Debating Big Data for Intelligence

I’m always afraid of engaging in a “battle of wits” only half-armed.  So I usually choose my debate opponents judiciously.

Unfortunately, I recently had a contest thrust upon me with a superior foe: my friend Mark Lowenthal, Ph.D. from Harvard, an intelligence community graybeard (literally!) and former Assistant Director of Central Intelligence (ADCI) for Analysis and Production, Vice Chairman of the National Intelligence Council – and as if that weren’t enough, a past national Jeopardy! “Tournament of Champions” winner.

As we both sit on the AFCEA Intelligence Committee and have also collaborated on a few small projects, Mark and I have had occasion to explore one another’s biases and beliefs about the role of technology in the business of intelligence. We’ve had several voluble but collegial debates about that topic, in long-winded email threads and over grubby lunches. Now, the debate has spilled onto the pages of SIGNAL Magazine, which serves as something of a house journal for the defense and intelligence extended communities.

SIGNAL Editor Bob Ackerman suggested a “Point/Counterpoint” short debate on the topic: “Is Big Data the Way Ahead for Intelligence?” Our pieces are side-by-side in the new October issue, and are available here on the magazine’s site.

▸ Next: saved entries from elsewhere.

PR #2273, opened 2025-09-26
[PATCH v4] Fix packet references in loop and dpdk pktios and improve testing

JannePeltonen:
Fix sending of packet references in loop pktio and in dpdk pktio with zero copy enabled. Improve also testing of pktios with packets that have references.

### DIFF
--- a/test/validation/api/pktio/pktio.c
+++ b/test/validation/api/pktio/pktio.c
@@ -32,7 +32,7 @@
 #define PKTV_DEFAULT_SIZE      8
 #define MAX_QUEUES             128
 
-#define PKTIO_TS_INTERVAL      (50 * ODP_TIME_MSEC_IN_NS)
+#define PKTIO_TS_INTERVAL      (10 * ODP_TIME_MSEC_IN_NS)
 #define PKTIO_TS_MIN_RES       1000
 #define PKTIO_TS_MAX_RES       10000000000
 


platform/linux-generic/pktio/loop.c
```diff
@@ -545,29 +545,42 @@ static int loopback_send(pktio_entry_t *pktio_entry, int index, const odp_packet
...
 
 		if (odp_unlikely(pkt_len > pkt_loop->mtu)) {
 			if (nb_tx == 0)
 				return -1;
 			break;
 		}
 
+		if (odp_unlikely(refcount > 1)) {
+			/* Cannot send the original packet, so send a copy */
+			pkt = odp_packet_copy(pkt, odp_packet_pool(pkt));
```
TuomasTaipale: I wonder if this "hidden" copy messes with dimensioning. Alternatively, could use the currently unused packet I/O pool. In practice probably a non-issue.

test/validation/api/pktio/pktio.c
```diff
@@ -4165,12 +4246,17 @@ static void pktio_test_chksum_sctp(void (*config_fn)(odp_pktio_t, odp_pktio_t),
 		if (prep_fn)
 			prep_fn(pkt_tbl[i]);
 
+	if (test_flags & TEST_WITH_REFS)
+		make_refs(ref_tbl, pkt_tbl, TX_BATCH_LEN);
 	send_packets(pktout_queue, pkt_tbl, TX_BATCH_LEN);
```
TuomasTaipale, line 4338: Unrelated to patch, if you want to change this as well: `send_packets()` and `send_packet_events()` return a value which callers aren't checking (well, once) as the fuctions already fatally fail internally. Could be `void` returning functions with the one return value check changed.

platform/linux-generic/pktio/loop.c
JannePeltonen: Actually, the pool here should be the pool configured for the loop interface at odp_pktio_open(). And consuming packets from that pool is not a problem but expected. Now I realize that the current loop interface code does not honour the configured pool, which is a bug that affects non-references packets too. I'll probably add a fix for that too in the next version of this PR.

test/validation/api/pktio/pktio.c
JannePeltonen: Maybe I won't touch that. Doing CU_ASSERT_FATAL there is slightly problematic since then the main test function does not have a chance to clean up the resources it has allocated. Many tests have the same issue and, ideally, the test would either not fail fatally when holding resources (like packets, opened pktios etc) or have the setup and teardown stuff moved to test init and term functions. But that would require lots of changes for a questionable benefit.

platform/linux-generic/pktio/loop.c
```diff
@@ -1,6 +1,6 @@
 /* SPDX-License-Identifier: BSD-3-Clause
  * Copyright (c) 2013-2018 Linaro Limited
- * Copyright (c) 2013-2023 Nokia Solutions and Networks
+ * Copyright (c) 2013-2025 Nokia
```
TuomasTaipale: I think we agreed a while back that we don't change the existing names in copyright entries, so probably just bump up the year or add a new entry for "Nokia".

platform/linux-generic/pktio/loop.c
```diff
@@ -545,29 +552,41 @@ static int loopback_send(pktio_entry_t *pktio_entry, int index, const odp_packet
 		num = QUEUE_MULTI_MAX;
 
 	for (i = 0; i < num; ++i) {
-		uint32_t pkt_len = odp_packet_len(pkt_tbl[i]);
+		odp_packet_t pkt = pkt_tbl[i];
+		uint32_t pkt_len = odp_packet_len(pkt);
+		int copied = 0;
 
 		if (odp_unlikely(pkt_len > pkt_loop->mtu)) {
```
TuomasTaipale, line 560: Old code, but could use `odp_packet_len()` here directly.

platform/linux-generic/pktio/loop.c
```diff
@@ -114,8 +116,13 @@ static int loopback_open(odp_pktio_t id ODP_UNUSED, pktio_entry_t *pktio_entry,
 		return -1;
 	}
 
+	if (pool == ODP_POOL_INVALID ||
+	    _odp_pool_entry(pool)->type != ODP_POOL_PACKET)
```
TuomasTaipale: Would be nice to have some logging in new failure cases (here and "send()").

test/validation/api/pktio/pktio.c
```diff
@@ -54,6 +54,14 @@ static bool wait_for_network;
 /* Dummy global variable to avoid compiler optimizing out API calls */
```
TuomasTaipale, line 54: Typo in commit? 

... interfaces *with* -> *which* might try ...

test/validation/api/pktio/pktio.c
```diff
@@ -1101,6 +1130,14 @@ static void test_txrx(odp_pktin_mode_t in_mode, int num_pkts,
 	}
 }
 
+static void test_txrx(odp_pktin_mode_t in_mode, int num_pkts,
+		      txrx_mode_e mode, odp_schedule_sync_t sync_mode,
+		      odp_bool_t vector_mode)
+{
+	for (uint32_t flags = 0; flags < NUM_TEST_FLAG_COMBOS; flags++)
+		do_test_txrx(in_mode, num_pkts, mode, sync_mode, vector_mode, flags);
```
TuomasTaipale, line 1165: If it's not evident from other contexts, could be useful to print which test flags were used for this particular test run.

platform/linux-generic/pktio/dpdk.c
```diff
@@ -1086,11 +1086,12 @@ static inline int pkt_to_mbuf_zero(pktio_entry_t *pktio_entry,
 		odp_packet_hdr_t *pkt_hdr = packet_hdr(pkt);
 		struct rte_mbuf *mbuf = mbuf_from_pkt_hdr(pkt_hdr);
 		uint16_t pkt_len = odp_packet_len(pkt);
+		uint32_t refcount = odp_atomic_load_u32(&pkt_hdr->ref_cnt);
 
 		if (odp_unlikely(pkt_len > mtu))
 			goto fail;
 
-		if (odp_likely(pkt_hdr->seg_count == 1)) {
+		if (odp_likely(pkt_hdr->seg_count == 1 && refcount <= 1)) {
```
TuomasTaipale: `odp_atomic_load_u32()` here directly.

platform/linux-generic/pktio/loop.c
```diff
@@ -554,14 +554,16 @@ static int loopback_send(pktio_entry_t *pktio_entry, int index, const odp_packet
...
 		int copied = 0;
 
 		if (odp_unlikely(pkt_len > pkt_loop->mtu)) {
 			if (nb_tx == 0)
 				return -1;
 			break;
 		}
-		if (odp_unlikely(odp_packet_pool(pkt) != pkt_loop->pool)) {
+		if (odp_unlikely(odp_packet_pool(pkt) != pkt_loop->pool ||
+				 refcount > 1)) {
```
TuomasTaipale: `odp_atomic_load_u32()` here directly.

platform/linux-generic/pktio/loop.c
JannePeltonen: Just bumped up the year in v3.

platform/linux-generic/pktio/loop.c
JannePeltonen: Did not change this since pkt_len is used also for statistics addition later.

platform/linux-generic/pktio/loop.c
JannePeltonen: Added an error message about invalid pool to loopback_open() in v3. Did not add error messages to the send function since packet copying may fail because of temporary shortage of packet buffers in the configured default pool, which is not really an error and a retried send may just work. An error log in this case would just cause problems (log fill-up and wasted cycles).

test/validation/api/pktio/pktio.c
JannePeltonen: Fixed in v3.

test/validation/api/pktio/pktio.c
JannePeltonen: I did not change anything in v3 as it is not easy to add a useful print. CUnit collects assertion failures and displays them after each test, so they cannot be correlated with the printouts made during a test (i.e. even with test flag prints added, one cannot see what the test flag values were in a particular assertion failure).

platform/linux-generic/pktio/dpdk.c
JannePeltonen: Not sure if it is any better, but changed it in v3.

platform/linux-generic/pktio/loop.c
JannePeltonen: Ditto.

platform/linux-generic/pktio/loop.c
TuomasTaipale: Could be a `_ODP_DBG()` like with the enqueue error later.

test/validation/api/pktio/pktio.c
TuomasTaipale: IPsec validation tests dump algorithm combos before execution (which was the motivation for my comment). So those are not useful prints?

platform/linux-generic/pktio/loop.c
JannePeltonen: Added a debug print in v4.

test/validation/api/pktio/pktio.c
JannePeltonen: There is the same problem there. I did not add flag printing in v4 because there may be better ways to improve the visibility of the current sub test or test phase in assertion failures. But that would be a separate PR.

TuomasTaipale (approved):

Mark did an excellent job of marshalling the skeptic’s view on Big Data, under the not-so-equivocal title, Another Overhyped Fad.”  Below you will find an early draft of my own piece, an edited version of which is published under the title A Longtime Tool of the Community”:

Visit the National Cryptologic Museum in Ft. Meade, Maryland, and you’ll see three large-machine displays, labeled HARVEST and TRACTOR, TELLMAN and RISSMAN, and the mighty Cray XMP-24. They’re credited with helping win the Cold War, from the 1950s through the end of the 1980s. In fact, they are pioneering big-data computers.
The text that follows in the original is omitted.